Problem:
Quote verbatim the span of lines that begins the listing below and closes with the line containing "Introduced MulticastConfiguration struct".

Source information:
PR #1849, opened 2024-12-09
[core] redesign service  server api

rex-schilasky:
### Description
Implement a new service server API (symmetrically to new service client API).


Peguen (approved):
🛸 abgespaced

PR #1851, opened 2024-12-10
[config] Transport layer struct rework

Peguen:
### Description
Introduced MulticastConfiguration struct for local and network configuration.
Introduced for the local udp config the variable as function local static.


rex-schilasky (approved):
LGTM

PR #243, opened 2024-05-27
Translations from Crowdin

Sjoerd-Bo3:
Translations from crowdin

# Please Squash Merge!


t1dude:
Crowdin token and project ID DM'ed on Discord.

Sjoerd-Bo3:
@bjornoleh How can we testrun this? Do you know?

bjornoleh:
> @bjornoleh How can we testrun this? Do you know?

I suppose you could create a dev-test branch, and edit the branch name in L5 to match? Then push something to that branch? You would also need to temporarily change the default branch to dev-test, otherwise the workflow is not available.

Sjoerd-Bo3:
> > @bjornoleh How can we testrun this? Do you know?
> 
> I suppose you could create a dev-test branch, and edit the branch name in L5 to match? Then push something to that branch? You would also need to temporarily change the default branch to dev-test, otherwise the workflow is not available.

Yeah I agree on that last part indeed. Will do tonight when I have some time.

t1dude:
This PR should be removed. Translations of this version of Trio are no longer maintained.

Issue #175, opened 2024-05-11
Duplicated carb entries


pheltzel:
--Added 30g of carbs at 5:58 a.m. on May 11 (log attached).
--But 2 entries appeared in the History screen in Trio

![IMG_9008](https://github.com/nightscout/Trio/assets/1165092/7aa70970-936e-46ed-a7b4-d7b32a631cb5)
![IMG_9009](https://github.com/nightscout/Trio/assets/1165092/e4996f15-a33f-4b82-939e-a1c4840acb6e)

I deleted the second errant entry. So sorry, don't have a screenshot for that. Should have captured that first. 

--Running Trio v0.1.0
--Branch: dev6f862aa
--Omnipod Dash, G7
 
[log-dupe-carb-entry.txt](https://github.com/nightscout/Trio/files/15283019/log-dupe-carb-entry.txt)

This may be an intermittent bug -- and possibly only a display issue. Same issue was reported here in the iAPS Github Issues area and may be related to writing to Health:

https://github.com/Artificial-Pancreas/iAPS/issues/450

A potential fix was suggested here:
https://github.com/Artificial-Pancreas/iAPS/pull/564

Could be user error, but I'm pretty sure I didn't enter this twice. 

I still have iAPS 4 on my iPhone 15, not sure if that could be related. I've been seeing how it differs from what Trio advises.

But I've experienced the bug reported above (Issue 450 in iAPS), and it was thought to be Apple Health related, so I turned it off. I've turned it off in Trio now as well.

itsmojo:
Not sure if this is another example of this problem or something else. On 5/14/24 I had an incident where I wanted to log some food with carbs, fats & proteins, but hitting Save and continue wasn’t taking the app to the next screen after multiple attempts. It appeared as if the Trio app was locked up. I evidently got out of that screen (using Close? I believe, but I’m not sure), but then I found that I had created many duplicate carb entries (I’d guess 70 - ~7 with my future carbs for each of my maybe 10 attempts to try to Save and continue with no response) that had to all be manually deleted. Unfortunately I was in a conversation & in a bit of a rush to recover when this happened and didn’t grab any screen shots or take careful mental notes of the details. I was running a version of Trio that was cloned on May 11 at 2 pm PDT at the time  of this incident.

pheltzel:
Thanks @itsmojo (also nice to see you again!) This absolutely be user error. 

[...]

PR #248, opened 2024-05-30
Ensure meal is only saved once

MikePlante1:
- Disables the `Save and continue` button after it's pressed until the AddCarbs module is reopened.
- Renames `saved` flag to `noteSaved` for clarity.
- Addresses #175

### DIFF
--- a/FreeAPS/Sources/Modules/AddCarbs/View/AddCarbsRootView.swift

Reply to the exercise:
PR #1849, opened 2024-12-09
[core] redesign service  server api

rex-schilasky:
### Description
Implement a new service server API (symmetrically to new service client API).


Peguen (approved):
🛸 abgespaced

PR #1851, opened 2024-12-10
[config] Transport layer struct rework

Peguen:
### Description
Introduced MulticastConfiguration struct for local and network configuration.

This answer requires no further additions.